I built a little tamiya kit and hooked my gearbox to the 5v it runs fast, I hooked it  to the 3.3v it runs a bit slower, I wanted to do this with some code to so it would run around on the floor but I can't get it to send 5v power to any of the pins - it sends power enough to run an LED but when I add the motor to it doens't power it ( and if the LED is still part of the circuit it turns off completely )

what am I doing wrong?

Code: [Select]

void setup()
{
  pinMode(2, OUTPUT);          // sets the digital pin 2 as output
}
 
void loop()
{
  digitalWrite(2, HIGH);       // sets the digital pin 2 on

}



just to be clear when I connect the ground and power to the 5V and GRN it powers up no problem, when physically change the positive connection to the 3.3v it runs slower, but when I put it on pin 2(or any other pin I setup like this) it doesn't power the motor..

Any ideas on what I am doing wrong?

I'll post a Video this evening..

Thanks in advance for any help ! 

ballscrewbob

#1
Sep 28, 2018, 08:44 pm Last Edit: Sep 28, 2018, 08:46 pm by ballscrewbob
Dont try drive motors directly from the Arduino as there is a good chance you may damage it.
Motors can give off reverse spikes when stopping

Instead use a DRIVER shield or board of some description.
Almost any type of robot with motors uses the DRIVER approach.

Also avoid trying to drive motors directly from the Arduinos 5V and 3.3V pins but give them thier own PSU with a common ground.


It may not be the answer you were looking for but its the one I am giving based on either experience, educated guess, google or the fact that you gave nothing to go with in the first place so I used my wonky crystal ball.

zodsrc

Ok, I was planning on getting a motor driver shield but just wanted to see how far I could get without one..

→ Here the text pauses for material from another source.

PR #1628, opened 2025-01-02
[Publisher][Bug] Fix bug where Explore Data page shows first Combined Supervision datapoints when Supervision sector is disaggregated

It should still work in theory shouldn't it ? I wonder maybe my arduino board is broken

Wawa

In theory a pin should instantly fry if you draw more than 40mA from it.
Practically, I have seen a pin survive a short for several minutes.
Russian roulette though.

Test the pins you have used with a LED with 220ohm resistor in series, and the blink example from the IDE.
Leo..

Southpark

what am I doing wrong?
Possibly not reading enough information and tutorials on the internet. That is, if you read enough tutorials starting from basics, then it might be possible to find out that there are no tutorials that involve driving a motor with a raw arduino pin directly.

GolamMostafa

#5
Sep 29, 2018, 05:36 am Last Edit: Sep 29, 2018, 10:27 am by GolamMostafa
@Op

You may try the following circuit using a Bc327 as a swich and DPin-2 as a control pin. Now, you have to execute digitalWrite(2, LOW); to activate the circuit so as to connect ~5V to the Motor Circuit.

Wawa

That circuit could fry the transistor as well as the pin.
The pin is directly connected (shorted) to 5volt with only a BE diode in between.

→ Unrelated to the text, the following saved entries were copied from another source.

PR #1510, opened 2024-09-18
[Publisher] Require completion of free text description when enabling "Other" breakdown

nasaownsky:
## Description of the change

Require "Other" breakdown description in order to enable it

## Type of change

> All pull requests must have at least one of the following labels applied (otherwise the PR will fail):

| Label                       	| Description                                                                                               	|
|-----------------------------	|-----------------------------------------------------------------------------------------------------------	|
| Type: Bug                   	| non-breaking change that fixes an issue                                                                   	|
| Type: Feature               	| non-breaking change that adds functionality                                                               	|
| Type: Breaking Change       	| fix or feature that would cause existing functionality to not work as expected                            	|
| Type: Non-breaking refactor 	| change addresses some tech debt item or prepares for a later change, but does not change functionality    	|
| Type: Configuration Change  	| adjusts configuration to achieve some end related to functionality, development, performance, or security 	|
| Type: Dependency Upgrade      | upgrades a project dependency - these changes are not included in release notes                             |

## Related issues

closes #1426 

### Development

**This box MUST be checked by the submitter prior to merging**:
- [ ] **Double- and triple-checked that there is no Personally Identifiable Information (PII) being mistakenly added in this pull request**

These boxes should be checked by the submitter prior to merging:
- [ ] Tests have been written to cover the code changed/added as part of this pull request

### Code review

These boxes should be checked by reviewers prior to merging:

- [ ] This pull request has a descriptive title and information useful to a reviewer
- [ ] This pull request has been moved out of a Draft state, has no "Work In Progress" label, and has assigned reviewers
- [ ] Potential security implications or infrastructural changes have been considered, if relevant

PR #1639, opened 2025-01-16
[Publisher] Fix "Other" checking and unchecking behavior in Metric Settings

### LINKED ISSUE #1621: [Bug] Metric Settings: "Other" checking and unchecking behavior not working consistently
There appears to be a bug with how the "Other" checkbox is behaving. In some instances, the "Other" is automatically checked when there are no definitions available. And, in others, it appears to not save the checking and entry of the other definition. Please see videos below demonstrating buggy behavior:

https://github.com/user-attachments/assets/6c1737fe-20c4-42be-ae27-ee01baa6e45a

https://github.com/user-attachments/assets/df0e5bb8-ef8a-4ccb-a8e7-d0925f9ca9a3

nasaownsky:
## Description of the change

Fixed "Other" checking and unchecking behavior in Metric Settings page

## Type of change

## Related issues

closes #1621 

### Development

### Code review

### DIFF
--- a/publisher/src/components/MetricsConfiguration/DefinitionModalForm.tsx
+++ b/publisher/src/components/MetricsConfiguration/DefinitionModalForm.tsx
@@ -419,7 +419,7 @@ function DefinitionModalForm({
     ? metrics[systemMetricKey]?.description
     : currentDimension?.description;
 
-  const handleOtherDimensionUpdate = () => {
+  const handleOtherDimensionUpdate = async () => {
     const otherDimensionKey =
       currentDimensions && getOtherDimensonKey(currentDimensions);
 
@@ -435,12 +435,11 @@ function DefinitionModalForm({
         otherDimensionKey,
         !!currentContexts.ADDITIONAL_CONTEXT.value
       );
-      saveMetricSettings(updatedSetting, agencyId);
+      await saveMetricSettings(updatedSetting, agencyId);
     }
   };
 
   const handleCloseModal = () => {
-    handleOtherDimensionUpdate();
     closeModal();
   };
 
@@ -567,7 +566,8 @@ function DefinitionModalForm({
           {!isReadOnly && !hasNoSettingsAndNoContext && (
             <Button
               label="Save"
-              onClick={() => {
+              onClick={async () => {
+                await handleOtherDimensionUpdate();
                 handleSaveSettings();
                 handleCloseModal();
               }}
--- a/publisher/src/components/MetricsConfiguration/DefinitionModalForm.tsx
+++ b/publisher/src/components/MetricsConfiguration/DefinitionModalForm.tsx
@@ -297,6 +297,46 @@ function DefinitionModalForm({
             contextsToSave.push({ key, value });
           });
         }
+
+        // below we updating any "Other" dimension separately because it depends on ADDITIONAL_CONTEXT value
+        const otherDimensionKey =
+          currentDimensions && getOtherDimensonKey(currentDimensions);
+        if (
+          otherDimensionKey &&
+          activeDimensionKey === otherDimensionKey &&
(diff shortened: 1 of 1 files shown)


nasaownsky:
Hi @mxosman! Please test this changes and see if my fix solved the problem for you! I tried many different approaches, but it seems like only this particular solution is fixing it for me. 

Note: there could be already checked "other" dimensions (before [this](https://github.com/Recidiviz/justice-counts/pull/1510) update) -- in that case they'll be checked without description since there is no way for FE to uncheck them from BE passively. I think this explains why "other" dimension is checked in the start of the second video from the task description (Prisons II agency).

nasaownsky:
The thing I don't like about this solution is that the "Settings saved" toast popups twice when we hit "Save" button. After thinking some more about this and trying to find another solutions this is the only one that 100% solves the bug for me.

mxosman:
Hi @nasaownsky - digging into it this now.

> there could be already checked "other" dimensions 
That makes sense - I'm OK with the behavior there.

>The thing I don't like about this solution is that the "Settings saved" toast popups twice when we hit "Save" button
Hmm, yeah - I'm not a fan of that b/c that means it's sending two requests each time. Any idea why it's sending two requests?

Also separately, but potentially related - one thing I'm noticing too is that clicking the X button to close a modal sends a request, which might be contributing to some strange behavior. Do you know why that's happening? I thought the close modal code just updated local state.

mxosman:
>Also separately, but potentially related - one thing I'm noticing too is that clicking the X button to close a modal sends a request, which might be contributing to some strange behavior. Do you know why that's happening? I thought the close modal code just updated local state.

Ah - I see you already addressed this.

publisher/src/components/MetricsConfiguration/DefinitionModalForm.tsx
```diff
@@ -567,7 +566,8 @@ function DefinitionModalForm({
           {!isReadOnly && !hasNoSettingsAndNoContext && (
             <Button
               label="Save"
-              onClick={() => {
+              onClick={async () => {
+                await handleOtherDimensionUpdate();
```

Must use a resistor between base and pin (same as you do with an NPN transistor, low-side).
Leo..

GolamMostafa

#7
Sep 29, 2018, 10:41 am Last Edit: Sep 29, 2018, 03:17 pm by GolamMostafa
That circuit could fry the transistor as well as the pin.
The pin is directly connected (shorted) to 5volt with only a BE diode in between.

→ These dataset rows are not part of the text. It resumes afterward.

PR #1655, opened 2025-01-27
[Publisher] Gate create records route from non-admins

### LINKED ISSUE #1011: [Publisher] Gate `/reports/create` route from non-admins
There are cases where a user does not have a role assigned or has a READ ONLY role (or similar non-admin role) that does not allow a user to create a record. Currently, the Create Record button in the Records page is only visible to admin users, but it does not prevent access to the `/reports/create` route if a user goes to the URL directly or via a Create Record task card in the home page that links to the URL.

Two action items to accomplish this are:
* Gate the route from non-admin users (could add a simple redirect in the create users page)
* Add tooltip on the Home page Create Record task cards that reads: "You do not have permissions to create records, please reach out to your administrator for more assistance"

Inspired by this Sentry error: https://recidiviz-inc.sentry.io/issues/4559224133/?environment=production&project=4504532096516096&query=is%3Aunresolved&referrer=issue-stream&stream_index=0

nasaownsky:
## Description of the change

1. Added tooltip to Task Cards for read only users

## Type of change

## Related issues

closes #1011 

### Development

### Code review

### DIFF
--- a/publisher/src/components/Home/TaskCard.tsx
+++ b/publisher/src/components/Home/TaskCard.tsx
@@ -28,7 +28,8 @@ import * as Styled from "./Home.styled";
 export const TaskCard: React.FC<{
   metadata: TaskCardMetadata;
   isSuperagency?: boolean;
-}> = observer(({ metadata, isSuperagency }) => {
+  isUserReadOnly?: boolean;
+}> = observer(({ metadata, isSuperagency, isUserReadOnly }) => {
   const { formStore } = useStore();
   const navigate = useNavigate();
   const {
@@ -54,8 +55,10 @@ export const TaskCard: React.FC<{
               action.label === taskCardLabelsActionLinks.uploadData.label
             )
               return;
+            const isReadOnlyCreateRecordTaskCard =
+              isUserReadOnly && action.path === "records/" && !recordID;
             const tooltipAnchorID =
-              action.path === "upload"
+              action.path === "upload" || isReadOnlyCreateRecordTaskCard
                 ? `${HomeStore.replaceSpacesAndParenthesesWithHyphen(
                     title
                   )}-tooltip-anchor`
@@ -113,6 +116,14 @@ export const TaskCard: React.FC<{
                     anchorId={tooltipAnchorID}
                     position="top"
                     content="You can also upload data for other metrics within the same file"
+                    centerText
+                  />
+                )}
+                {tooltipAnchorID && isReadOnlyCreateRecordTaskCard && (
+                  <Tooltip
+                    anchorId={tooltipAnchorID}
+                    position="top"
+                    content="You do not have permissions to create records, please reach out to your administrator for more assistance"
                     centerText
                   />
                 )}
--- a/publisher/src/components/Home/TaskCard.tsx
+++ b/publisher/src/components/Home/TaskCard.tsx
@@ -57,7 +57,7 @@ export const TaskCard: React.FC<{
               return;
             const isReadOnlyCreateRecordTaskCard =
               isUserReadOnly &&
-              action.path === taskCardLabelsActionLinks.createRecord.path &&
+              action.path === taskCardLabelsActionLinks.manualEntry.path &&
               !recordID;
             const tooltipAnchorID =
               action.path === taskCardLabelsActionLinks.uploadData.path ||
--- a/publisher/src/components/Home/TaskCard.tsx
+++ b/publisher/src/components/Home/TaskCard.tsx
@@ -56,11 +56,14 @@ export const TaskCard: React.FC<{
             )
               return;
             const isReadOnlyCreateRecordTaskCard =
-              isUserReadOnly && action.path === "records/" && !recordID;
+              isUserReadOnly &&
+              action.path === taskCardLabelsActionLinks.createRecord.path &&
+              !recordID;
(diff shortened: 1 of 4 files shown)


nasaownsky:
Hi @mxosman! Are we sure we don't gate it anywhere else? I'm trying to reach `/reports/create` and `/records/create` urls from read only user and can't do that.

nasaownsky:
Hi @mxosman! Are we sure we weren't gate it anywhere else before? I'm trying to reach `/reports/create` and `/records/create` urls under read only user and can't do that.

publisher/src/components/Home/TaskCard.tsx
```diff
@@ -54,8 +55,10 @@ export const TaskCard: React.FC<{
               action.label === taskCardLabelsActionLinks.uploadData.label
             )
               return;
+            const isReadOnlyCreateRecordTaskCard =
+              isUserReadOnly && action.path === "records/" && !recordID;
```
mxosman, line 59: nit: Can we create enums/consts for the path names incase we need to change them for any reason? I was thinking defining them in this file https://github.com/Recidiviz/justice-counts/blob/nasaownsky/1011-gate-create-records/publisher/src/components/Home/types.ts - updating the `taskCardLabelsActionLinks` links there and importing the enum here.

publisher/src/components/Home/TaskCard.tsx
```diff
@@ -54,8 +55,10 @@ export const TaskCard: React.FC<{
...
             const tooltipAnchorID =
-              action.path === "upload"
+              action.path === "upload" || isReadOnlyCreateRecordTaskCard
```
mxosman, line 61: Out of curiosity, why do we need the `|| isReadOnlyCreateRecordTaskCard` here for the anchor id?

mxosman (commented):
Thank you for working on this so quickly, @nasaownsky!

> Hi @mxosman! Are we sure we weren't gate it anywhere else before? I'm trying to reach `/reports/create` and `/records/create` urls under read only user and can't do that.

Oh you're absolutely right! We already implemented this - thanks for calling it out! I think what we didn't do was update the old ticket and the work you've done here (adding a tooltip to the buttons that take you there).

Sorry I didn't call this out before in the ticket - I just thought of it; but one thing that would be nice to implement is disabling those links on the cards and adjusting the color to be grey, just to avoid the redirecting all together.

One other thing worth addressing - it looks like there are two tooltips overlapping each other - the new one and the old one. It's hard to notice unless you look close or see the quick millisecond switch when you're hovering over them. Can you take another look at that?
Screenshot 2025-01-27 at 1 09 13 PM

publisher/src/components/Home/TaskCard.tsx
nasaownsky: So because of the condition `action.path === "upload"` we will create `tooltipAnchorID` only for upload path, but for the second tooltip we need it for `/records` path.

nasaownsky:
@mxosman I also noticed that for the read only users we have task cards with `Manual Entry` buttons that lead us to `agency/:agencyID/records/:recordID` pages, where they actually can't manual entry anything, but can see already existed existed data. Maybe rename `Manual Entry` in this cases?

publisher/src/components/Home/TaskCard.tsx
mxosman: Ah right - thank you for clarifying!

mxosman:
> @mxosman I also noticed that for the read only users we have task cards with `Manual Entry` buttons that lead us to `agency/:agencyID/records/:recordID` pages, where they actually can't manual entry anything, but can see already existed existed data. Maybe rename `Manual Entry` in this cases?

Good call - thank you for thinking of this! I thought about this too, and I think this is OK - as long as it leads them to the page, I'm fine with it for now continuing to operate as usual because they can still view the data. We'd also technically have this with the "Enter Data" link and the "Manual Entry" button when you go to the "Enter Data" page, but it's not worth adjusting all of those either. It's just the cases where they can't access the page that I think is worth addressing.

publisher/src/components/Home/TaskCard.tsx
```diff
@@ -54,10 +55,15 @@ export const TaskCard: React.FC<{
...
+              isUserReadOnly &&
+              action.path === taskCardLabelsActionLinks.manualEntry.path &&
+              !recordID;
             const tooltipAnchorID =
-              action.path === "upload"
+              action.path === taskCardLabelsActionLinks.uploadData.path ||
+              isReadOnlyCreateRecordTaskCard
                 ? `${HomeStore.replaceSpacesAndParenthesesWithHyphen(
-                    title
+                    `${title}-${action.label}`
```
mxosman, line 66: Nice!

mxosman (approved):
Awesome!! Thank you so much for this, Ilya! 🙏 Looks and feels great!

nasaownsky:
> Good call - thank you for thinking of this! I thought about this too, and I think this is OK - as long as it leads them to the page, I'm fine with it for now continuing to operate as usual because they can still view the data. We'd also technically have this with the "Enter Data" link and the "Manual Entry" button when you go to the "Enter Data" page, but it's not worth adjusting all of those either. It's just the cases where they can't access the page that I think is worth addressing.

@mxosman Got it, thank you for clarification and for other great advices!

Must use a resistor between base and pin (same as you do with an NPN transistor, low-side).
Leo..

Figure-1: PNP transistor based switch

1.  When DPin-2 assumes LL-state, the gain (alpha) of Q1 is very close to unity (~0.9); 5V of the E-point immediately appears at the C-point. Most of the currents due to majority carrier (the holes) crosses the C-junction and then goes to the load. I don't see any safety threat neither for Q1 nor for 5V tolerant/20 mA Dpin-2. Edit: in view of Post#8. (A resistor is needed between base and Dpin-2 (Fig-3) to protect the transistor.)

Figure-2: Current distribution in PNP transistor

2. If a resistor (R2 in Fig-3) is placed between the Base and Dpin-2 of Fig-1, the Q1 could not be made ON due to base voltage > 0.7V coming from the voltage divider. The base voltage of Q1 must be very close to 0V for the transistor to enter into saturation zone. Edit: in view of Post#8.

Figure-3

Wawa

#8
Sep 29, 2018, 12:38 pm Last Edit: Sep 29, 2018, 12:39 pm by Wawa
Time to review how a PNP transistor works.
The EB junction is a diode, and base can't be less than "VCC - 0.7volt".
Leo..

GolamMostafa

#9
Sep 29, 2018, 03:00 pm Last Edit: Sep 29, 2018, 03:03 pm by GolamMostafa
Time to review how a PNP transistor works.
The EB junction is a diode, and base can't be less than "VCC - 0.7volt".
Really, getting old; yes, the transistor will become fully ON for VEB = 0.7V; therefore, a voltage divider circuit is indeed needed at the base to consume the 4.3V drop and thus protecting the transistor.  

Wawa

A BJT is current driven, so only a current limiting resistor between pin and base is needed here.

A resistor between emitter and base is only sometimes used to make sure the transistor is fully 'off'.
Not needed here, because the Arduino pin can pull the base fully to emitter level.
Leo..

zodsrc

Thanks for the insight , I will continue studying more tutorials and learn more..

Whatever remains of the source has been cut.